Exercise description
Repeat the records below exactly as they appear.

Records provided
PR #679, opened 2022-09-30
Add merge-main changes to develop

krhablutzel:
Now that our RE'22 paper on merge is published, we are ready to add the merge git history to the develop branch of BloomingLeaf. We especially wish for the backend changes to be integrated with develop, so that future development can incorporate our changes.


anishaj149 (changes requested):
I think the majority of this code is well commented and I can follow it -- but also since I wrote a lot of it that may be part of my comfort with it. 
There are a few methods (actually a few of the ones I wrote) that aren't well commented, like the actorLink merging method, that should have stuff added. 
One thing that makes the code understandable is clear naming convention, but some methods I just don't understand what the purpose is or how it accomplishes what it does. E.g. In AbstractElementLink, noLongerEvolves() returns true when isEvolving == false but how do we know it was ever true? 
This is not specific for merge, but it's in the same vein: I think some comments should be added that explain the differences between name, unique ID, and ID because it's not so clear to the reader. And more importantly I don't understand the hierarchy because don't both abstractElementLink and abstractLinkableElement have an id? Maybe should id also be inherited from abstractElement?
Finally I see a good amount of TODOs (decompositionLink.java, ICell.java, MergeAlgorithm.java) and obviously the code works despite adding the code required by the TODOs --- maybe we should look into these and convert them to "future work" or delete them if they aren't necessary.

amgrubb:
How are these changes/updates coming?

krhablutzel:
I agree that we have a ways to go on backend documentation. Currently, the backend has a steep learning curve and assumes a high level of base familiarity. The backend documentation need lends itself to a larger project outside the scope of Merge, though we should hold our Merge additions to higher standards than the existing codebase.

To address the concern on AbstractElementLink, noLongerEvolves() is a method for the analysis backend of BloomingLeaf, not one we introduced with merge. We have a comment in the constructor above explaining that isEvolving represents whether a link has a post relationship type, but I went ahead and added a reminder for clarification by the getter/setter methods.

For the concern on uniqueID vs. id vs. name, I've added more clarifying documentation. The tl;dr is that uniqueID = frontendID, id = backendID, and name = frontendNameInWords. Regarding the object hierarchy, it seems we could move id to AbstractElement; however, id is used mostly on AbstractLinkableElements, which start off with their own backend id, while all AbstractElementLinks start with an id of "NO-ID".

General status update:
- Added comments to more merge methods. Leaving comments on link merging methods to @anishaj149 
- Cleaned up the TODOs.
- Added backend clarification comments to AbstractElementLink and regarding ids, following the suggestions above.

krhablutzel:
As soon as @anishaj149 confirms that her concerns are addressed, then @amgrubb, this should be ready to merge into develop.

anishaj149 (commented):
Looks fab, my concerns have been addressed.

anishaj149 (approved):
Gr8

PR #691, opened 2022-11-14
Bug #689 Fixed

### LINKED ISSUE #689: Font resize does not apply when adding new actors
If you change the font size in your model, then add a new actor element, the actor will be displayed with the default font size:

image

Cyrine-BA:
A newly added actor will now check for the correct font size.


YesugenB (approved):
Looks great!

PR #693, opened 2022-11-15
Font size bugs

### LINKED ISSUE #692: Can't change the font size for elements in Modeling
If you increased/decreased the font size in Modeling then switched to Analysis. The actors will have the correct font size but the rest wouldn't. 
You can also resize the actor's in Modeling, but you can't do that for other elements.

Screen Shot 2022-11-14 at 2 31 33 PM

Cyrine-BA:
Switching from Analysis/Modeling and vice versa will now keep the font size. You can still increase/decrease the font again.
I narrowed down the bug to one code in CSS that was fixing the bug. I think we can just get rid of that line because it doesn't seem to do much either way.


YesugenB (approved):
Looks great!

Written answer
PR #679, opened 2022-09-30
Add merge-main changes to develop

krhablutzel:
Now that our RE'22 paper on merge is published, we are ready to add the merge git history to the develop branch of BloomingLeaf. We especially wish for the backend changes to be integrated with develop, so that future development can incorporate our changes.


anishaj149 (changes requested):
I think the majority of this code is well commented and I can follow it -- but also since I wrote a lot of it that may be part of my comfort with it. 
There are a few methods (actually a few of the ones I wrote) that aren't well commented, like the actorLink merging method, that should have stuff added. 
One thing that makes the code understandable is clear naming convention, but some methods I just don't understand what the purpose is or how it accomplishes what it does. E.g. In AbstractElementLink, noLongerEvolves() returns true when isEvolving == false but how do we know it was ever true? 
This is not specific for merge, but it's in the same vein: I think some comments should be added that explain the differences between name, unique ID, and ID because it's not so clear to the reader. And more importantly I don't understand the hierarchy because don't both abstractElementLink and abstractLinkableElement have an id? Maybe should id also be inherited from abstractElement?
Finally I see a good amount of TODOs (decompositionLink.java, ICell.java, MergeAlgorithm.java) and obviously the code works despite adding the code required by the TODOs --- maybe we should look into these and convert them to "future work" or delete them if they aren't necessary.

amgrubb:
How are these changes/updates coming?

krhablutzel:
I agree that we have a ways to go on backend documentation. Currently, the backend has a steep learning curve and assumes a high level of base familiarity. The backend documentation need lends itself to a larger project outside the scope of Merge, though we should hold our Merge additions to higher standards than the existing codebase.

To address the concern on AbstractElementLink, noLongerEvolves() is a method for the analysis backend of BloomingLeaf, not one we introduced with merge. We have a comment in the constructor above explaining that isEvolving represents whether a link has a post relationship type, but I went ahead and added a reminder for clarification by the getter/setter methods.

For the concern on uniqueID vs. id vs. name, I've added more clarifying documentation. The tl;dr is that uniqueID = frontendID, id = backendID, and name = frontendNameInWords. Regarding the object hierarchy, it seems we could move id to AbstractElement; however, id is used mostly on AbstractLinkableElements, which start off with their own backend id, while all AbstractElementLinks start with an id of "NO-ID".

General status update:
- Added comments to more merge methods. Leaving comments on link merging methods to @anishaj149 
- Cleaned up the TODOs.
- Added backend clarification comments to AbstractElementLink and regarding ids, following the suggestions above.

krhablutzel:
As soon as @anishaj149 confirms that her concerns are addressed, then @amgrubb, this should be ready to merge into develop.

anishaj149 (commented):
Looks fab, my concerns have been addressed.

anishaj149 (approved):
Gr8

PR #691, opened 2022-11-14
Bug #689 Fixed

### LINKED ISSUE #689: Font resize does not apply when adding new actors
If you change the font size in your model, then add a new actor element, the actor will be displayed with the default font size:

image

Cyrine-BA:
A newly added actor will now check for the correct font size.


YesugenB (approved):
Looks great!

PR #693, opened 2022-11-15
Font size bugs

### LINKED ISSUE #692: Can't change the font size for elements in Modeling
If you increased/decreased the font size in Modeling then switched to Analysis. The actors will have the correct font size but the rest wouldn't. 
You can also resize the actor's in Modeling, but you can't do that for other elements.

Screen Shot 2022-11-14 at 2 31 33 PM

Cyrine-BA:
Switching from Analysis/Modeling and vice versa will now keep the font size. You can still increase/decrease the font again.
I narrowed down the bug to one code in CSS that was fixing the bug. I think we can just get rid of that line because it doesn't seem to do much either way.


YesugenB (approved):
Looks great!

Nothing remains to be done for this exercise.